Movies & TV

Movie Review: Rise: Blood Hunter


Rise: Blood Hunter
Shoot me in the head, please.

Spoiler Alert…significant plot overview starts now:

Sadie Blake, played by Lucy Liu, is a reporter for a column who gets embroiled in a controversy over a dead girl, Tricia, she once interviewed. While visiting the house of the girl, Sadie gets drugged and caught by the leader of an underground cult, Bishop, who killed Tricia. Bishop rapes Sadie, tries to kill her and she wakes up in a morgue as an immortal. She vows to find Bishop, seek revenge on him and put an end to all his killings.

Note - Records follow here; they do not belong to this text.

PR #344, opened 2020-06-01
odbc: SQLColumns: Ability to operate out-of-catalog

detule:
Hi @freddy77 

Currently I am unable to execute an out-of-current-catalog call to `SQLColumns`.  To highlight this in an example, I modified one of the unit-tests [here](https://github.com/detule/freetds/commit/34ec69e7e07d28f40c962e21b435ad01c72205d2) (unit test mod not submitted here as part of the PR).

With this  patch, we call `catalog.sp_columns` (catalog sproc, rather than system sproc), whenever a non-trivial catalog is supplied.

* I am not sure how sybase would be affected - happy to guard the added code inside an `if MSSQL` block if you think that's appropriate.
* Also happy to submit this mod or another unit test for this functionality.

Look forward to getting your feedback.

### DIFF
--- a/src/odbc/odbc.c
+++ b/src/odbc/odbc.c
@@ -4785,11 +4785,27 @@ ODBC_FUNC(SQLColumns, (P(SQLHSTMT,hstmt), PCHARIN(CatalogName,SQLSMALLINT),	/* o
 	WIDE))
 {
 	int retcode;
+	DSTR catalog_name = DSTR_INITIALIZER;
+	SQLSMALLINT catalog_size;
+	const char *proc = NULL;
 
 	ODBC_ENTER_HSTMT;
 
+	if (cbCatalogName == SQL_NTS) {
+		if (!odbc_dstr_copy(stmt->dbc, &catalog_name, cbCatalogName, szCatalogName))
+			goto memory_error;
+		catalog_size = tds_dstr_len(&catalog_name);
+	} else {
+		catalog_size = cbCatalogName;
+	}
+
+	proc = "sp_columns";
+	if (catalog_size > 0) {
+		proc = "..sp_columns";
+	}
+
 	retcode =
-		odbc_stat_execute(stmt _wide, "sp_columns", TDS_IS_MSSQL(stmt->dbc->tds_socket) ? 5 : 4,
+		odbc_stat_execute(stmt _wide, proc, TDS_IS_MSSQL(stmt->dbc->tds_socket) ? 5 : 4,
 				  "P@table_name", szTableName, cbTableName, "P@table_owner", szSchemaName,
 				  cbSchemaName, "O@table_qualifier", szCatalogName, cbCatalogName, "P@column_name", szColumnName,
 				  cbColumnName, "V@ODBCVer", (char*) NULL, 0);
@@ -4803,6 +4819,13 @@ ODBC_FUNC(SQLColumns, (P(SQLHSTMT,hstmt), PCHARIN(CatalogName,SQLSMALLINT),	/* o
 		if (TDS_IS_SYBASE(stmt->dbc->tds_socket))
 			stmt->special_row = ODBC_SPECIAL_COLUMNS;
 	}
+
+	tds_dstr_free(&catalog_name);
+	ODBC_EXIT_(stmt);
+
+memory_error:
+	tds_dstr_free(&catalog_name);
+	odbc_errs_add(&stmt->errs, "HY001", NULL);
 	ODBC_EXIT_(stmt);
 }
 
--- a/src/odbc/odbc.c
+++ b/src/odbc/odbc.c
@@ -4785,24 +4785,12 @@ ODBC_FUNC(SQLColumns, (P(SQLHSTMT,hstmt), PCHARIN(CatalogName,SQLSMALLINT),	/* o
 	WIDE))
 {
 	int retcode;
-	DSTR catalog_name = DSTR_INITIALIZER;
-	SQLSMALLINT catalog_size;
-	const char *proc = NULL;
+	const char *proc = "sp_columns";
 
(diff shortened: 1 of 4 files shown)


src/odbc/odbc.c
```diff
@@ -4785,11 +4785,27 @@ ODBC_FUNC(SQLColumns, (P(SQLHSTMT,hstmt), PCHARIN(CatalogName,SQLSMALLINT),	/* o
...
+	}
+
+	proc = "sp_columns";
+	if (catalog_size > 0) {
+		proc = "..sp_columns";
+	}
+
 	retcode =
-		odbc_stat_execute(stmt _wide, "sp_columns", TDS_IS_MSSQL(stmt->dbc->tds_socket) ? 5 : 4,
+		odbc_stat_execute(stmt _wide, proc, TDS_IS_MSSQL(stmt->dbc->tds_socket) ? 5 : 4,
```
freddy77, line 4808: I have the feeling that just replacing `"sp_columns"` with `"..sp_columns"` here will solve the problem. Please send the test case, I can integrate in some way and use to test all various server types and versions.

detule: Added to the PR; For the test, I modified the only one where I saw `SQLColumns` being tested - `stats` - it's pretty ugly, sorry.

Thanks for considering it.

src/odbc/unittests/stats.c
```diff
@@ -49,13 +48,25 @@ TestProc(const char *type, const char *expected)
...
 {
 	char sql[256];
+	char *schema = NULL;
+
+	if (catalog) {
+		schema = "dbo";
+		sprintf(sql, "DROP DATABASE IF EXISTS %s", catalog);
+		odbc_command(sql);
+		sprintf(sql, "CREATE DATABASE %s", catalog);
+		odbc_command(sql);
```
freddy77, line 61: requirements for the user are not so high to be able to create and destroy databases, see http://www.freetds.org/userguide/confirminstall.htm#TESTS, but well, nothing is set on stone. But I would instead asking to create (manually in the documentation) a database and have the user as owner of this database.

detule: Sure, I'll:

* Create the `testDB` DB in misc/appveyor.xml via `sqlcmd`
* Update the requirements in doc/userguide.xml
* Simplify the unit-test here knowing that the DB exists.

freddy77: Or would be possible, knowing `tempdb` and `master` are always available to save the current database name, move to either `tempdb` or `master` and use original database for tests. Not sure how easy but should be possible. Won't work on Azure as I think there you need to specify a database at login time and you can't switch but it's not a big deal. Or require to create a `freetds_test` database (or simething similar), create it on Appveyor and document on the user guide.

detule: The `freetds_test` DB seemed relatively simple - added a new commit.

Thanks again

detule:
Hi @freddy77 gentle ping.  Let me know if I can do anything else here.

Thanks

freddy77:
> Hi @freddy77 gentle ping. Let me know if I can do anything else here.
> 
> Thanks

Hi, sorry, a bit busy with the release and other stuff. The most concern part is the additional requirement for testing. Updating now anyway some script I have, I still needs to test it under Sybase.

freddy77:
Got some updates. Mostly done with additional setup for tests however Sybase 15 does not like much the change, I'll have to understand why (unless you are able to check this too).

src/odbc/odbc.c
```diff
@@ -4785,11 +4785,27 @@ ODBC_FUNC(SQLColumns, (P(SQLHSTMT,hstmt), PCHARIN(CatalogName,SQLSMALLINT),	/* o
 	WIDE))
 {
 	int retcode;
+	DSTR catalog_name = DSTR_INITIALIZER;
+	SQLSMALLINT catalog_size;
+	const char *proc = NULL;
 
 	ODBC_ENTER_HSTMT;
 
+	if (cbCatalogName == SQL_NTS) {
```
freddy77, line 4794: reading again this if caller specifies a value > 0 (that is a valid size like `"test"` with len 4) catalog won't be prepended. Why not just remove the if and copy always?

src/odbc/odbc.c
```diff
@@ -4785,11 +4785,27 @@ ODBC_FUNC(SQLColumns, (P(SQLHSTMT,hstmt), PCHARIN(CatalogName,SQLSMALLINT),	/* o
 	WIDE))
 {
 	int retcode;
+	DSTR catalog_name = DSTR_INITIALIZER;
+	SQLSMALLINT catalog_size;
+	const char *proc = NULL;
```
freddy77, line 4790: Why not initializing to `"sp_columns"` directly here?

freddy77:
So, the issue with Sybase is that Sybase does not like quoting in RPC calls. Unfortunately you can create databases with names which contains quotes, spaces or dots so I'm not sure how to correctly quote them. However I'm wondering why this was not detected before (potentially not tested correctly!)

src/odbc/odbc.c
detule: Because I didn't know `odbc_get_string_size` existed :) Will change, thanks for the tip.

src/odbc/odbc.c
detule: Good feedback; will change, thanks.

src/odbc/odbc.c
detule: Done, let me know if I missed anything.

src/odbc/odbc.c
detule: Done, let me know if I missed anything.

freddy77:
Merged, thanks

Rise: Blood Hunter is a supernatural thriller that successfully makes your stomach churn with nausea and disgust. The movie begins with a scene in a bar where a young blonde attractive prostitute tries to seduce an older man. Just when the man is willing to settle on a price, Lucy Liu (Sadie Blake) offers to pay more to sleep with her. The blonde woman is then taken home, hung from above the ceiling naked, handcuffed and blood-laden. It appears that Lucy Liu is the villain and that she is working in liaison with the old man. However, she then shoots the old man and images of bloody sheets and mass murders audience prepares to become immersed in the unusual life of Sadie Blake.

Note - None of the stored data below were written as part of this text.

PR #346, opened 2020-06-03
another VMS build update

craigberry:


freddy77:
Merged in `Branch-1_2`, beside the last, see comment

src/server/login.c
```diff
@@ -77,7 +77,7 @@ tds_listen(TDSCONTEXT * ctx, int ip_port)
 	TDSSOCKET *tds;
 	TDS_SYS_SOCKET fd, s;
 	socklen_t len;
-#ifdef AF_INET6
+#if defined(AF_INET6) && !defined(__VMS) /* in6addr_any may or may not exist on VMS */
```
freddy77, line 80: very similar code in `src/tds/net.c`, I suspect that there we have the right includes, I think would be better to add required includesin `src/server/login.c` too.

craigberry: net.c is not that similar.  Specifically it does not reference the global variable in6addr_any.  This variable is global to the system, not just the program, and is generally defined in libc somewhere.  On VMS, there is more than one network stack and it depends on which one you are running whether the variable has a value defined (it's in headers regardless); if you don't have it, you get linker errors.  There is another way to do it by defining your own constant and initializing to IN6ADDR_ANY_INIT at compile time.  I will see if I can get that working.  The [RFC](https://tools.ietf.org/html/rfc2553#section-3.8) has more details.

freddy77: Should not be all zeroes? Maybe a simple `memset` would solve the problem?

craigberry: The memset would probably work.  I think the documented way would look more like this:

```
#if defined(AF_INET6)
	struct sockaddr_in6 sin;
	struct in6_addr anyaddr = IN6ADDR_ANY_INIT;

	sin.sin6_addr = anyaddr;
	sin.sin6_port = htons((short) ip_port);
	sin.sin6_family = AF_INET6;

	s = socket(AF_INET6, SOCK_STREAM, 0);
#else

```

I haven't tried this yet and may not get to it until tomorrow.

freddy77: No rush. In the meantime the `memset` works perfectly on Linux.

craigberry: Sorry for the slow reply.  I just tried RC2 and the memset works fine on VMS.

PR #348, opened 2020-06-15
string_to_datetime: reject garbled strings

maharmstone:
There's an apparent bug in `string_to_datetime`, where it only checks if a string is garbled within the loop, not after it. This results in it incorrectly converting invalid strings of only one token, i.e. without a comma, to 1900-01-01 00:00:00.

I'm fairly sure this isn't intentional behaviour, as it doesn't tally with what MSSQL does - it throws error 241 if you try to do, e.g., `SELECT CONVERT(DATETIME, 'hello');`.

### DIFF
--- a/src/tds/convert.c
+++ b/src/tds/convert.c
@@ -2211,6 +2211,13 @@ string_to_datetime(const char *instr, TDS_UINT len, int desttype, CONV_RESULT * 
 		tok = strtok_r(NULL, " ,", &lasts);
 	}
 
+	if (current_state == STRING_GARBLED) {
+		tdsdump_log(TDS_DBG_INFO1,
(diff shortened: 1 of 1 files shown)


freddy77:
What about something like https://github.com/freddy77/freetds/commit/7d14e41205ab1824a0897f3334e14386ae3492e2 ?

maharmstone:
Looks good to me.

freddy77:
@maharmstone  Updated with better commit message, I included your  name. How about it ?

https://github.com/FreeTDS/freetds/commit/f29eb8719bf1071f7dbf386e3153273dad2a72f4

freddy77:
@maharmstone, any comment?

maharmstone:
Looks great, thank you!

PR #353, opened 2020-08-10
Added ODBC timeout parameter for odbc.ini and connection string

ialden:


src/odbc/connectparams.c
```diff
@@ -844,6 +844,9 @@ ODBCINSTGetProperties(HODBCINSTPROPERTY hLastProperty)
 	hLastProperty = definePropertyList(hLastProperty, odbc_param_Encryption, TDS_STR_ENCRYPTION_OFF, aEncryption, sizeof(aEncryption),
 		"The encryption method.");
 
+	hLastProperty = definePropertyString(hLastProperty, odbc_param_Timeout, "10", 
+		"Connection timeout.");
+
```
freddy77, line 849: The code change is good but the commit message could be misleading `Added default 10 seconds for timeout` does not tell that this change affects the unixODBC configuration only.

ialden: Ok I have amended the commit message.

freddy77:
Merged, thanks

Or not. The incidents for the most part remain predictable and contorted, and one who sees this movie should not expect good acting, a good plot, or anything new. To give credit to the writer of Gothika and Snakes on a Plane though, the movie is fast paced and jam-packed with a lot of action, violence and gore, leaving little to the imagination. this movie is not for the faint or light-hearted, as it is rated R with a lot of graphic violent imagery. However, if you are the kind of person who loves to get chills down your spine, then you will surely enjoy Rise: Bloodhunter.

Rise: Blood Hunter

The scene shortly after the beginning is perverse and horrifying. We see the girl enter cautiously into a party and runs into Bishop and Eve feasting on a dead body. This scene does justice to all horror-movie lovers. “She told me she going to a feeding party, but I thought she was kidding.” Sadie says when she finds out about the murder. The sporadic corny jokes are interjected from time to time coming off as corny and forced.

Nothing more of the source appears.